Oregon tries new tack in fight against meth

More states consider limiting access to cold medicines that are used to create methamphetamines.

Speed. Crystal. Ice. Glass. Crank. Tweak. Zip. It goes by many names, but methamphetamine - also known as "the poor man's cocaine" - is one of the most devastating drugs in the country today.

It's easy to make using legal chemicals found in hardware stores and pharmacies - rubbing alcohol, drain cleaner, matchbooks, and over-the-counter cold and allergy medicines. Recipes proliferate online.

Much of the problem starts in Mexico. But local meth labs are springing up around the United States by the thousands.

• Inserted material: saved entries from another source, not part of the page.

PR #2635, opened 2026-07-18
Simplify real, imag, and abs of complex exp

### LINKED ISSUE #1990: imag, real, abs of `exp(complex number)`

SuryanshSS1011:
Fixes #1990.

Adds three algebraic simplifications to `EnzymeHLOOpt` for `real`, `imag`, and `abs` of a complex `exp`, matching the identities in the issue:

```
real(exp(x)) -> exp(real(x)) * cos(imag(x))
imag(exp(x)) -> exp(real(x)) * sin(imag(x))
abs(exp(x))  -> exp(real(x))
```

Each pattern matches when the operand is a complex-typed `stablehlo.exponential`, guarding on the element type so the non-complex `real`/`imag` cases are left to `RealOpCanon`/`ImagOpCanon`.

Test: `test/lit_tests/realimagabsexp.mlir`.

### DIFF
--- a/src/enzyme_ad/jax/Passes/EnzymeHLOOpt.cpp
+++ b/src/enzyme_ad/jax/Passes/EnzymeHLOOpt.cpp
@@ -15117,6 +15117,11 @@ struct RealOfExpSimplify final
     if (!exp)
       return failure();
 
+    // Only rewrite when the exp feeds nothing but this op, otherwise the
+    // original exp stays live and we just add redundant work.
+    if (!llvm::hasSingleElement(exp->getUsers()))
+      return failure();
+
     auto loc = op.getLoc();
     auto re = stablehlo::RealOp::create(rewriter, loc, exp.getOperand());
     auto im = stablehlo::ImagOp::create(rewriter, loc, exp.getOperand());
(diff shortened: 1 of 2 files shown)


src/enzyme_ad/jax/Passes/EnzymeHLOOpt.cpp
```diff
@@ -15103,6 +15103,75 @@ struct ImagOpCanon final
...
 
+// real(exp(x)) -> exp(real(x)) * cos(imag(x))
+struct RealOfExpSimplify final
+    : CheckedOpRewritePattern<stablehlo::RealOp, RealOfExpSimplify> {
+  using CheckedOpRewritePattern::CheckedOpRewritePattern;
+
+  LogicalResult matchAndRewriteImpl(stablehlo::RealOp op,
+                                    PatternRewriter &rewriter) const {
+    if (!isa<ComplexType>(op.getOperand().getType().getElementType()))
+      return failure();
```
wsmoses, line 15114: can you add an additional check that the only user of the exp is this realop? [eg if its used elsewhere we might as well avoid the redundant work]

SuryanshSS1011: Done, added the single-user guard so the rewrite only fires when the `exp` feeds nothing but this op, otherwise it bails and leaves the original `exp` untouched. I applied it to the `imag` and `abs` patterns too since the same redundant-work idea holds there. I also added a negative test where the `exp` is also returned directly so it is not rewritten.

PR #2661, opened 2026-07-23
Implement RegionBranchOpInterface for gpu_wrapper

pengmai:


test/lit_tests/diffrules/enzymexla/gpu_wrapper.mlir
```diff
@@ -1,4 +1,4 @@
-// RUN: enzymexlamlir-opt %s --enzyme --canonicalize --remove-unnecessary-enzyme-ops --enzyme-simplify-math --split-input-file | FileCheck %s
+// RUN: enzymexlamlir-opt %s --enzyme=dataflow --canonicalize --remove-unnecessary-enzyme-ops --enzyme-simplify-math --split-input-file | FileCheck %s
```
wsmoses: what if we ran both dataflow and not dataflow [with two run lines]?

wsmoses (approved):
lgtm regardless

test/lit_tests/diffrules/enzymexla/gpu_wrapper.mlir
pengmai: This is done

PR #2663, opened 2026-07-23
Try to use multithreaded

wsmoses:
@giordano x/ref https://github.com/julia-actions/cache/pull/244

Previous load was 5min on ci


wsmoses:
@giordano so this is the net combination of all my current julia cache prs, together we take ~5min -> ~1min for depot restore, so that's a significant win imo

PR #2664, opened 2026-07-24
Enable experimental remote repo contents cache

wsmoses:
Added experimental_remote_repo_contents_cache option to public and jll caches.

This hopefully avoids issues where github file access is slow or down

only in bazel 9+ it seems: https://github.com/bazelbuild/bazel/commit/b8589c3b278e3f5cee6ef85b0dcabb1cdcd69839


giordano:
I presume we need to add this file to https://github.com/EnzymeAD/Enzyme-JAX/blob/b4cf9532132e5dd046ad873bb3f95ef1e834cb5c/.github/workflows/build.yml#L7-L17 and/or https://github.com/EnzymeAD/Enzyme-JAX/blob/b4cf9532132e5dd046ad873bb3f95ef1e834cb5c/.github/workflows/build-reactantjll.yml#L18-L25 to actually run anything, and see if this works

wsmoses:
yeah we should independently add it to there

PR #2667, opened 2026-07-24
Macos: fixup tag

wsmoses:
@giordano so i think the issue is we added amdgpu by default in the list, but maybe didn't adjust this

### DIFF
--- a/.github/workflows/tag.yml
+++ b/.github/workflows/tag.yml
@@ -80,7 +80,7 @@ jobs:
           echo $TAG
           sed -i.bak "s~version = \"[0-9.]*\"~version = \"$TAG\"~g" BUILD
           cat BUILD
-          if [[ "${{ matrix.os }}" == *"macOS"* || "${{ matrix.os }}" == *"macos"* ]]; then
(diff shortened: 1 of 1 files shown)


.github/workflows/tag.yml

The number broken up by federal authorities rose from 327 in 1995 to 13,092 in 2001. More than 500 have been found here in Oregon this year.

"Super labs" run by Mexican drug organizations can be found in the US - particularly in the West where they've spread from remote parts of California's Central Valley north to Oregon, Washington State, and Canada. And the problem continues to grow in Midwestern states.

Nowhere is the challenge more severe than in Oregon, which has the highest rate of residents in treatment programs in the country. Last week the state took the dramatic step of restricting the sale of nonprescription cold medicines that can be used to make meth, a move now being considered by many other states.

"Meth labs exist in Oregon homes, hotels, motels, apartments and even in automobiles," says Gov. Ted Kulongoski (D). "They are just as likely to be found in rural communities as they are in big cities, leading some experts to call this the first rural drug epidemic."

Meth is a highly addictive and powerful stimulant that can be smoked, snorted, ingested, or injected. The drug brings a sense of euphoria and a sense of invulnerability. But its aftereffects include nervousness, schizophrenia-like symptoms, and a propensity for violence.

To support their habit, many users commit serious crimes, including burglary and identity theft - the fastest growing white-collar crime in the US. The synthetic drug's waste byproducts are flammable and highly poisonous.

"Due to the extremely toxic nature of methamphetamine and its manufacturing process, we know that neighborhoods and the environment can be adversely affected for significant periods of time," Scott Burns, deputy director of the White House Office of National Drug Control Policy, told a congressional panel earlier this year.

Another aspect of the problem relates to the fact that, unlike imported hard drugs such as heroine or cocaine, large quantities of meth are produced domestically by many thousands of people and used by an estimated 1.5 million people a year.

"For users and dealers, cooking methamphetamine has developed into a social activity," says Mr. Burns, "where methamphetamine users can share information on methods of cooking and using methamphetamine, who in the 'meth world' may be working undercover, and what sort of criminal enterprises, such as identity theft, may be feasible to enable the illegal acquisition of the ingredients."

Meth also is much more likely than other illegal drugs to be abused by women. Police Chief Walt Myers of Salem, Ore., estimates that meth is involved in at least 90 percent of all property crimes, half of all domestic-violence cases, and one-third of all child-abuse incidents in his jurisdiction. In Oregon, meth is the single-greatest factor in children being removed from their homes and placed in foster care.

"In Salem, a baby is born every week addicted to methamphetamine," Chief Myers wrote recently in the Statesman Journal newspaper. In at least one case, a baby died of an overdose from the milk of a mother loaded with meth.

Following Oklahoma's lead, Oregon has restricted the sale of cold medicines containing pseudoephedrine, the key precursor chemical used to make meth. In Oklahoma, the number of meth labs dropped sharply since the restriction became law earlier this year. Consequently, the state has saved millions of dollars in police and court costs.

Under the Oklahoma law, the tablet form of pseudoephedrine must be sold from behind the counter. Customers may not buy more than nine grams of the drug per month; they must provide photo identification and sign their name.

Meth also has become an issue in the presidential race, with the Bush campaign touting the administration's record on fighting drugs and the Kerry camp saying they would fund more officers in rural areas to crack down on meth labs.

Meanwhile, members of Congress - led by Sens. Dianne Feinstein (D) of California and Gordon Smith (R) of Oregon - are pushing for federal restrictions on the importation of meth-making drugs. During a two-month period last year, 22 million pseudoephedrine tablets were seized en route to Mexico from Hong Kong.

A recent five-part series in the Oregonian newspaper in Portland concluded that federal action to curb the trafficking in meth ingredients could put a serious crimp in production by Mexican cartels. While the problem is nationwide, the focus is on the state where most of that activity takes place.

"California is known as the 'source country' for meth, producing roughly 80 percent of the nation's supply," says Senator Feinstein. "It is time that we begin to dry up the supply."